Auto-scaling is important for quite a few notable reasons. Firstly, when you build a decentralized network, it should ideally be able to self-govern the number of nodes with an optimal and dynamic incentive mechanism. Maintaining high efficiency while scaling to meet demand is what will help keep the cost of the network and ultimately the average transaction fees low. Secondly, auto-scaling helps to maximize decentralization and security. You can check out the interesting blog about autoscaling by Shardeum, the first public blockchain to do so. This blog will focus more on the educational aspect of autoscaling.
Autoscaling automatically allows systems and applications to adjust their computing resources based on real-time demand. By dynamically scaling resources up or down, autoscaling enables businesses to handle peak workloads efficiently, improve responsiveness, and optimize costs by eliminating the need for manual intervention.
Autoscaling works by automatically adjusting the computing resources of a system or application based on predefined rules and metrics. It typically involves the following steps:
Monitoring: Autoscaling continuously monitors metrics like CPU usage, memory utilization, network traffic, or request queue length to assess the current workload.

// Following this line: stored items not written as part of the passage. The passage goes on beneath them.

PR #175, opened 2016-03-18
Jblakeman solution

jblakeman:
Comfort level: 3.5 and rising


app/views/posts/index.html.erb
```diff
@@ -0,0 +1,6 @@
+<h1>All posts</h1>
+<%= link_to "Create New Post", new_post_path %>
+<% @posts.each do |p| %>
+    <h2><%= link_to p.title, post_path(p) %></h2>
```
joe-gz, line 4: can be shorted to `link_to p.title, p`

joe-gz:
Nice start here John! Let me know if you have specific questions. I know last week was tough, so I'm happy to run through whatever you need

Thresholds: Thresholds or rules are defined to determine when autoscaling should be triggered. For example, additional resources may be needed if CPU usage exceeds a certain threshold.
Scaling actions: When a threshold is crossed, autoscaling triggers scaling actions. Scaling can be horizontal, adding more instances, or vertical, increasing the resources of existing instances.

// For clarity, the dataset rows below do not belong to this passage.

PR #183, opened 2016-04-19
zaneh_solution

zanehmw:
comfort: 4
complete: 5


app/controllers/comments_controller.rb
```diff
@@ -0,0 +1,39 @@
...
+
+  def destroy
+    # @post = Post.find(params[:post_id])
+    @comment = Comment.find(params[:id])
+    @comment.destroy
+    redirect_to @comment.post
+  end
+
+  private
+    def comment_params
```
adambray, line 35: This method isn't being used...

app/views/posts/show.html.erb
```diff
@@ -0,0 +1,23 @@
...
+    <%= link_to '(Delete)', comment_path(cmt),
+                   method: :delete,
+                   data: { confirm: 'Are you sure?' } %>
+    <%= link_to '(Edit)', edit_comment_path(cmt) %>
+  </div>
+<% end %>
+</div>
+
+
+<%= form_for Comment.new do |f| %>
```
adambray, line 17: Why not use the form partial here?

adambray:
👍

Resource provisioning: Autoscaling dynamically provisions additional resources, such as virtual machines or containers, based on the scaling actions.

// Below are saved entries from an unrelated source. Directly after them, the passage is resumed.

PR #184, opened 2016-04-20
Scribble: Wes_solution 

wesareed:
comfort_level: 4
completeness: 4

would like to discuss adding validation for comments...


app/controllers/comments_controller.rb
```diff
@@ -0,0 +1,19 @@
+class CommentsController < ApplicationController
+  def create
+    @post = Post.find(params[:post_id])
+    @comment = @post.comments.create(comment_params)
```
adambray, line 4: Your validations for comments are correct, but you'd need to do something here to handle a failed create, like:

```
@comment = @post.comments.build(comment_params) # build is like new, but for when you are doing it through an association
if @comment.save
  redirect_to @post
else
  render @post #render the post page which includes the comment form 
end
```

adambray:
👍

PR #192, opened 2016-04-20
James reichard solution

superbuggy:
Completeness: 3.5
comfort_level: 4


app/controllers/comments_controller.rb
```diff
@@ -0,0 +1,42 @@
...
+  end
+
+  def create
+    @comment = Comment.new(comment_params)
+    if @comment.save
+      redirect_to post_comment_path, notice: "Comment successfully created!"
+    else
+      render 'new'
+    end
+  end
```
andrewsunglaekim, line 18: this is fine, but normally we probably would build a comment off of the post.

app/controllers/posts_controller.rb
```diff
@@ -0,0 +1,50 @@
...
+    else
+      render 'edit'
+    end
+  end
+
+  def destroy
+    @post = Post.find(params[:id])
+    @post.destroy
+
+    redirect_to posts_path, notice: "Comment successfully destroyed!"
```
andrewsunglaekim, line 42: check flash for this action and the `save` action

app/views/comments/_form.html.erb
```diff
@@ -0,0 +1,29 @@
...
+</p>
+
+<p>
+<%= f.label :commenter %>
+<%= f.text_field :commenter %>
+</p>
+
+<%= f.submit %>
+
+<% end %>
```
andrewsunglaekim, line 29: was wondering if this worked. It's a form for posts but looks like commenter fields.

andrewsunglaekim:
Good work on this assignment. 👍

Load distribution: Autoscaling ensures that the workload is evenly distributed across the newly provisioned resources, maintaining optimal performance.
Scaling down: Autoscaling may scale down when the workload decreases by removing unnecessary resources to avoid over-provisioning and optimize costs.
A Glimpse into Autoscaling by Shardeum
Autoscaling on Shardeum will work by measuring the network load every cycle (60 seconds) and coming to consensus on the required number of validator nodes needed to process the current load. This is similar to the Bitcoin network coming to consensus on its difficulty level.
For example, when an application on Shardeum goes viral, the network will react by independently adding more active validator nodes from ‘standby node pool’ to increase throughput capacity. If traffic on the network goes down, it would shrink the number of active validators and keep the operations on the network sufficiently nimble. Since Shardeum is a decentralized blockchain, auto-scaling is self-executed with help of validators distributed across the world (i.e. without any need for intervention from an intermediary)
Why is Auto Scaling in Blockchain Important?
The answer to why autoscaling is important is multi-facted. Here’s a few factors:
Performance and Availability: Autoscaling allows systems to handle varying workloads effectively, ensuring optimal performance and responsiveness during peak usage periods while avoiding performance degradation during low-demand periods.
Cost Optimization/Avg Transaction Fee: Autoscaling enables efficient resource utilization by provisioning resources only when needed. It helps avoid overprovisioning, reducing infrastructure costs, and optimizing spending based on actual demand. It becomes even more critical for distributed smart contract platforms as the cost of maintaining the network will eventually decide the cost and predictability of unit transaction cost
Scalability: Autoscaling enables systems to scale seamlessly to accommodate increasing user traffic or workload without manual intervention. It allows businesses to respond to changes in demand rapidly, ensuring a smooth user experience and avoiding service disruptions.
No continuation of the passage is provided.